PR #1249, opened 2019-05-09
Updated dynamodb-enhanced documentation to specify which method calls…

millems:
… and conditions could cause exceptions.

### DIFF
--- a/services-custom/dynamodb-enhanced/src/main/java/software/amazon/awssdk/enhanced/dynamodb/AsyncTable.java
+++ b/services-custom/dynamodb-enhanced/src/main/java/software/amazon/awssdk/enhanced/dynamodb/AsyncTable.java
@@ -25,6 +25,7 @@ import software.amazon.awssdk.enhanced.dynamodb.model.ResponseItem;
 import software.amazon.awssdk.services.dynamodb.DynamoDbAsyncClient;
 import software.amazon.awssdk.services.dynamodb.model.GetItemRequest;
 import software.amazon.awssdk.services.dynamodb.model.PutItemRequest;
+import software.amazon.awssdk.utils.CompletableFutureUtils;
 
 /**
  * An asynchronous way of interacting with a DynamoDB table. This is usually created via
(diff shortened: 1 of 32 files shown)


services-custom/dynamodb-enhanced/src/main/java/software/amazon/awssdk/enhanced/dynamodb/AsyncTable.java
```diff
@@ -52,6 +53,9 @@
     /**
      * Retrieve the name of the DynamoDB table. This does not make a service call, and does not guarantee that the DynamoDB table
      * actually exists.
+     *
+     * <p>
+     * This call should never fail with a {@link RuntimeException}.
```
zoewangg: This seems a bit ambiguous. Does it mean it might fail with a checked exception?

millems: I can fix this one pretty easily by specifying it will never throw an `Exception`, but what about elsewhere where it does sometimes throw `RuntimeException`s? Is that fine to leave as-is?

zoewangg: You mean there are some places where checked exception might be thrown?

millems: Checked exceptions will never be thrown.

zoewangg: Yeah, that's where it's a bit confusing, can we just say `This call should never throw a exception` so that people know right away without checking if it has `throws` to see if it throws a checked exception.

millems: Fixed!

TASK GOAL => In the entries above, find every line holding the word "java" and copy it out.

ANSWER TO THIS PROBLEM =>
--- a/services-custom/dynamodb-enhanced/src/main/java/software/amazon/awssdk/enhanced/dynamodb/AsyncTable.java
+++ b/services-custom/dynamodb-enhanced/src/main/java/software/amazon/awssdk/enhanced/dynamodb/AsyncTable.java
services-custom/dynamodb-enhanced/src/main/java/software/amazon/awssdk/enhanced/dynamodb/AsyncTable.java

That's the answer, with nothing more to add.